**TASK BRIEF**
Each entry must be copied exactly, without omission.

Saved entries:
■ ■ ■ ■

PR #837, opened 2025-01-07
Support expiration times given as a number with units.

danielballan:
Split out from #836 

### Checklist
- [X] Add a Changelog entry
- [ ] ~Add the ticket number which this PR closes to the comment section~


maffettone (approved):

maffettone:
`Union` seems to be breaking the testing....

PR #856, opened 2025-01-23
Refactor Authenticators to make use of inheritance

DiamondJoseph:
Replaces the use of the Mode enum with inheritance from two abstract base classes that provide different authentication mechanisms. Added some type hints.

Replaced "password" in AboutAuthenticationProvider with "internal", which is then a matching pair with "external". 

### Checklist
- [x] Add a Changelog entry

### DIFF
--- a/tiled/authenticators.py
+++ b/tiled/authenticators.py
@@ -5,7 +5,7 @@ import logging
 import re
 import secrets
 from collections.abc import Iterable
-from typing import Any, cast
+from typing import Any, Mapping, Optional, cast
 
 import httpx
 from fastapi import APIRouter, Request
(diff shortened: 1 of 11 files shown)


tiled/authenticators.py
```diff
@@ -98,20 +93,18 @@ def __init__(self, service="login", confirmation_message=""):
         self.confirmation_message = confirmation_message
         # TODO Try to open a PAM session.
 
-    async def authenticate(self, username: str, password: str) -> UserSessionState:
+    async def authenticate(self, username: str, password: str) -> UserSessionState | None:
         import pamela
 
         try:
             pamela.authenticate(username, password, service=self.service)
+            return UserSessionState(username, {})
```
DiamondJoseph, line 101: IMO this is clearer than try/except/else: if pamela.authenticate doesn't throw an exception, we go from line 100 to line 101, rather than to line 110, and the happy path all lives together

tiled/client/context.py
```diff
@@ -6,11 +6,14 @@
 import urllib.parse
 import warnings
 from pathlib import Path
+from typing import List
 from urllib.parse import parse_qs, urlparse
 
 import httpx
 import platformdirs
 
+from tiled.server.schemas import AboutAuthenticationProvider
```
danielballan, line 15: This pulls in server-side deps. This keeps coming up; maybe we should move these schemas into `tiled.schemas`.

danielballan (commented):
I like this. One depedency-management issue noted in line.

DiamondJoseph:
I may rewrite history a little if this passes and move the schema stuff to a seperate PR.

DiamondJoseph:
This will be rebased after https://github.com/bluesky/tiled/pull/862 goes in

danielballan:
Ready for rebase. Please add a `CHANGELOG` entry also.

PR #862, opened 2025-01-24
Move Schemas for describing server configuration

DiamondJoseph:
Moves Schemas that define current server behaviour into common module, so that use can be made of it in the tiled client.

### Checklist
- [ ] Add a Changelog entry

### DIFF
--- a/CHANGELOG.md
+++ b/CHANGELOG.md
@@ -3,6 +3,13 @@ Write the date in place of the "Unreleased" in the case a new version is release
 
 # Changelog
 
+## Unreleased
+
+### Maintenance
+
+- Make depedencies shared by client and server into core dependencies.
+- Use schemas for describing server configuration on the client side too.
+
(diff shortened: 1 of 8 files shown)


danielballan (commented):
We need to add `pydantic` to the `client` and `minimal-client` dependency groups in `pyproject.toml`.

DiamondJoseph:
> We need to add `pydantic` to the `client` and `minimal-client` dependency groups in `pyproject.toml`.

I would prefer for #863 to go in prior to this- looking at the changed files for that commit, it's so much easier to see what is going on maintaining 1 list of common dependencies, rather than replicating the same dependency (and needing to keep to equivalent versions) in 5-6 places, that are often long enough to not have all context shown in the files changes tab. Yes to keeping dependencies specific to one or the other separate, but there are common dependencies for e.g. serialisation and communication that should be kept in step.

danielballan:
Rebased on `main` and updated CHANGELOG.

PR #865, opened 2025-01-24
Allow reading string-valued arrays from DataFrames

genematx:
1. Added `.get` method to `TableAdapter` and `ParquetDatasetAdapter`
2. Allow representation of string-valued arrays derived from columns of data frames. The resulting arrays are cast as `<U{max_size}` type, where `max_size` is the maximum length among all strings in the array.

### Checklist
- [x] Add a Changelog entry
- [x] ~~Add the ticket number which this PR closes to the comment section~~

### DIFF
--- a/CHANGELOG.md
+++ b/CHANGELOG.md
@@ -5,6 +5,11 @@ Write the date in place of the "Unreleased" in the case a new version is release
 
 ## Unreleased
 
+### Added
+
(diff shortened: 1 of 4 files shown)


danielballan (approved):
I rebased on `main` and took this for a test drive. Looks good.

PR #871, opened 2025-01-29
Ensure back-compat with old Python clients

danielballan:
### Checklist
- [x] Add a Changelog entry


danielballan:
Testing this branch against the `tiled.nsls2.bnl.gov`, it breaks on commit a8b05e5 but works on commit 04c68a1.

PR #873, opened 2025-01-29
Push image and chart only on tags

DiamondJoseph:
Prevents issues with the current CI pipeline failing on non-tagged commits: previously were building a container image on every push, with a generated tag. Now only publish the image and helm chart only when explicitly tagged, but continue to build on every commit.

■ ■ ■ ■

**SOLUTION FOR THIS PROBLEM**
PR #837, opened 2025-01-07
Support expiration times given as a number with units.

danielballan:
Split out from #836 

### Checklist
- [X] Add a Changelog entry
- [ ] ~Add the ticket number which this PR closes to the comment section~


maffettone (approved):

maffettone:
`Union` seems to be breaking the testing....

PR #856, opened 2025-01-23
Refactor Authenticators to make use of inheritance

DiamondJoseph:
Replaces the use of the Mode enum with inheritance from two abstract base classes that provide different authentication mechanisms. Added some type hints.

Replaced "password" in AboutAuthenticationProvider with "internal", which is then a matching pair with "external". 

### Checklist
- [x] Add a Changelog entry

### DIFF
--- a/tiled/authenticators.py
+++ b/tiled/authenticators.py
@@ -5,7 +5,7 @@ import logging
 import re
 import secrets
 from collections.abc import Iterable
-from typing import Any, cast
+from typing import Any, Mapping, Optional, cast
 
 import httpx
 from fastapi import APIRouter, Request
(diff shortened: 1 of 11 files shown)


tiled/authenticators.py
```diff
@@ -98,20 +93,18 @@ def __init__(self, service="login", confirmation_message=""):
         self.confirmation_message = confirmation_message
         # TODO Try to open a PAM session.
 
-    async def authenticate(self, username: str, password: str) -> UserSessionState:
+    async def authenticate(self, username: str, password: str) -> UserSessionState | None:
         import pamela
 
         try:
             pamela.authenticate(username, password, service=self.service)
+            return UserSessionState(username, {})
```
DiamondJoseph, line 101: IMO this is clearer than try/except/else: if pamela.authenticate doesn't throw an exception, we go from line 100 to line 101, rather than to line 110, and the happy path all lives together

tiled/client/context.py
```diff
@@ -6,11 +6,14 @@
 import urllib.parse
 import warnings
 from pathlib import Path
+from typing import List
 from urllib.parse import parse_qs, urlparse
 
 import httpx
 import platformdirs
 
+from tiled.server.schemas import AboutAuthenticationProvider
```
danielballan, line 15: This pulls in server-side deps. This keeps coming up; maybe we should move these schemas into `tiled.schemas`.

danielballan (commented):
I like this. One depedency-management issue noted in line.

DiamondJoseph:
I may rewrite history a little if this passes and move the schema stuff to a seperate PR.

DiamondJoseph:
This will be rebased after https://github.com/bluesky/tiled/pull/862 goes in

danielballan:
Ready for rebase. Please add a `CHANGELOG` entry also.

PR #862, opened 2025-01-24
Move Schemas for describing server configuration

DiamondJoseph:
Moves Schemas that define current server behaviour into common module, so that use can be made of it in the tiled client.

### Checklist
- [ ] Add a Changelog entry

### DIFF
--- a/CHANGELOG.md
+++ b/CHANGELOG.md
@@ -3,6 +3,13 @@ Write the date in place of the "Unreleased" in the case a new version is release
 
 # Changelog
 
+## Unreleased
+
+### Maintenance
+
+- Make depedencies shared by client and server into core dependencies.
+- Use schemas for describing server configuration on the client side too.
+
(diff shortened: 1 of 8 files shown)


danielballan (commented):
We need to add `pydantic` to the `client` and `minimal-client` dependency groups in `pyproject.toml`.

DiamondJoseph:
> We need to add `pydantic` to the `client` and `minimal-client` dependency groups in `pyproject.toml`.

I would prefer for #863 to go in prior to this- looking at the changed files for that commit, it's so much easier to see what is going on maintaining 1 list of common dependencies, rather than replicating the same dependency (and needing to keep to equivalent versions) in 5-6 places, that are often long enough to not have all context shown in the files changes tab. Yes to keeping dependencies specific to one or the other separate, but there are common dependencies for e.g. serialisation and communication that should be kept in step.

danielballan:
Rebased on `main` and updated CHANGELOG.

PR #865, opened 2025-01-24
Allow reading string-valued arrays from DataFrames

genematx:
1. Added `.get` method to `TableAdapter` and `ParquetDatasetAdapter`
2. Allow representation of string-valued arrays derived from columns of data frames. The resulting arrays are cast as `<U{max_size}` type, where `max_size` is the maximum length among all strings in the array.

### Checklist
- [x] Add a Changelog entry
- [x] ~~Add the ticket number which this PR closes to the comment section~~

### DIFF
--- a/CHANGELOG.md
+++ b/CHANGELOG.md
@@ -5,6 +5,11 @@ Write the date in place of the "Unreleased" in the case a new version is release
 
 ## Unreleased
 
+### Added
+
(diff shortened: 1 of 4 files shown)


danielballan (approved):
I rebased on `main` and took this for a test drive. Looks good.

PR #871, opened 2025-01-29
Ensure back-compat with old Python clients

danielballan:
### Checklist
- [x] Add a Changelog entry


danielballan:
Testing this branch against the `tiled.nsls2.bnl.gov`, it breaks on commit a8b05e5 but works on commit 04c68a1.

PR #873, opened 2025-01-29
Push image and chart only on tags

DiamondJoseph:
Prevents issues with the current CI pipeline failing on non-tagged commits: previously were building a container image on every push, with a generated tag. Now only publish the image and helm chart only when explicitly tagged, but continue to build on every commit.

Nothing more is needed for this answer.